The opportunity to connect with like-minded others is another benefit of a retreat setting. Many find it refreshing and energizing to simply be in the company of others in a similar mindset, before even ingesting psilocybin! Witnessing others in their process, and being witnessed in our own, in a compassionate, open, and non-judgemental atmosphere can also be powerful. There’s a normalizing effect when we see that others’ struggles are not so different from our own, and this can help us realize that we’re not so alone as it sometimes feels. While the psilocybin journeys on retreats are inwardly focused, sharing the broader experience with a group can be a unique opportunity to lean into the joyous and connective aspects of psilocybin. Commonly, retreat participants enjoy staying in touch following the experience.
Retreats also include the practical and psychological benefits of full, abundant hospitality. Enjoy comfortable, spacious accommodations, delicious meals, and stunning scenery at our one-of-a-kind retreat center in Bend, Oregon. Retreat hospitality takes the mental load off, so you’re free to fully focus on your own process. Once the retreat and travel are booked, you can “set it and forget it” - leave the rest to us.
Learn more about Odyssey’s group psilocybin retreats
Conclusion
The end-to-end Odyssey experience is built on a foundation of science and evidence, from the ground up. Our team stays current with developments in relevant fields, and updates our processes based on the published literature.
Our screening and intake process ensures clients are a great fit for a psilocybin experience, with a particular emphasis on safety. The Odyssey experience includes three primary components: preparation, psilocybin session, and integration, which is in line with the structure of psychedelic therapy provided in modern clinical trials and research studies.
Psilocybin sessions follow a Set and Setting (SaS) Protocol modeled after those used in research.
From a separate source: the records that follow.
PR #5992, opened 2023-08-15
Simplified operation

JavierLeon9966:


src/block/WeightedPressurePlate.php
```diff
@@ -55,12 +55,7 @@ protected function calculatePlateState(array $entities) : array{
 		}
 		return [
 			(clone $this)->setOutputSignalStrength($newSignalStrength),
-			//I dare anyone to simplify this without breaking it
-			match(true){
-				$this->signalStrength === 0 && $newSignalStrength !== 0 => true,
-				$this->signalStrength !== 0 && $newSignalStrength === 0 => false,
-				default => null,
-			}
+			($value = $this->signalStrength === 0) === ($newSignalStrength !== 0) ? $value : null
```
SOF3, line 58: Are you sure it is really a good idea to make this even more complex?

Clients are encouraged to focus on their inner experience with an orientation of curiosity, openness, and acceptance. Sessions are held in a comfortable, aesthetically-pleasing space where clients lay down, wear eyeshades, and listen to curated music. Licensed facilitators provide compassionate, non-directive support and are present throughout the entire experience. Our psilocybin dosing ranges from approximately 25-40mg, which is based on that used in research.
The Odyssey team is firmly grounded in science, with backgrounds in aerospace engineering, clinical psychology, psychiatry, and clinical trial work with UCSF and MAPS.
We are committed to serving the clients we believe our services will benefit most. This means assessing individuals holistically and on a case-by-case basis, while providing information to educate and inform about the potential risks and benefits of psilocybin. We may use a variety of standardized measures to track outcomes, depending on client interest.
Research studies have domain-specific constraints, and psilocybin services allow us to expand on a scientific base to provide more personalized, flexible support. This can include individualized preparation, integration, and variable dosing with an optional booster dose.
We’re also able to offer psilocybin experiences in a group retreat setting. Group retreats offer a number of benefits including enhanced “set and setting”, connection with like-minded others, and the enjoyment and convenience of full hospitality.